Необыкновенное трудолюбие Толстого поражает нас и здесь. Лев Николаевич узнавал язык народа, среди которого он жил, делал очень точные фольклорные записи — первые записи на даргинском языке, и это не только упражнение молодого офицера, который переживает романтическое увлечение горами, но это как бы подготовка к будущим рассказам о Кавказе. Фольклорные отзвуки, много раз проверенные, помогут Толстому создавать «Хаджи Мурата» через много десятилетий.

Здесь часто бывал молодой чеченец, Садо Мисербиев; отец его был зажиточен, но деньги у него были закопаны, и сын должен был добывать их удальством.

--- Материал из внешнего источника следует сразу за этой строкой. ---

PR #19, opened 2016-04-15
Resolving relative paths

mendlik:
Hi. I added a mechanism that resolves relative paths.

Scenario:
My opts.basePath path is '/assets' but I needed to put favicon in the root '../'.
Webpack-manifest-plugin did not resolve relative paths so I added it.


mblarsen:
@mendlik nice PR. Seems to be a conflict.

mendlik:
Sorry, I've already walked around it.

PR #28, opened 2016-09-26
Option to emit to file system

andreicek:
When using this plugin is conjunction with [webpack-dev-server](https://webpack.github.io/docs/webpack-dev-server.html) it will emit to memory only. This is preferred but in some use cases (eg. integration with rails) you also need the manifest file on the filesystem.

I've added a flag `writeToFileEmit` that will write the JSON output to the build folder as well.


andreicek:
cc/ @DarkoKukovec

PR #31, opened 2016-10-16
Add webpack-dev-server support

martynovs:
feature: skip hot updates from manifest
fix: basePath was added to already cached manifest values on each compilation


michaek:
Great timing, @martynovs - I was just about to look into this and make a PR! These changes look good to me, and have worked in my testing.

Он, как Толстой говорил, «рискует иногда 20 раз своей жизнью, чтобы своровать вещь, не стоящую и 10 рублей; делает он это не из корысти, а из удали».

Толстой был у Мисербиева в гостях, получил от него подарок — дорогую шашку. Отдарил его серебряными часами брата. Научил чеченца записывать свои выигрыши и проигрыши: Садо все надували.

Надували и Толстого. Молодой волонтер хотел проживать не более десяти рублей в месяц, и на эти деньги в Старогладковской можно было жить, но проигрывал сотни рублей, все время зарекаясь и снова начиная играть. Нас должно удивлять не обыкновенное в Толстом — он играл, как все, — а удивительная широта его интересов. Он видит природу Кавказа, казаков, своих товарищей по охоте и через патриархальную жизнь казачества по-новому понимает крестьянскую жизнь вообще.

Среди офицеров был некто Кнорринг. Им Лев Николаевич заинтересовался как объектом описания — для литературной практики. Вот презрительное описание человека, который чуть не погубил Толстого. Привычка относиться ко многим, как к второстепенным героям романа, часто делала Толстого в жизни беззащитным.

«Лицо широкое, с выдающимися скулами, имеющее на себе какую-то мягкость, то, что в лошадях называется «мясистая голова». Глаза карие, большие, имеющие только два изменения: смех и нормальное положение. При смехе они останавливаются, имеют выражение тупой бессмысленности. Остальное в лице по паспорту».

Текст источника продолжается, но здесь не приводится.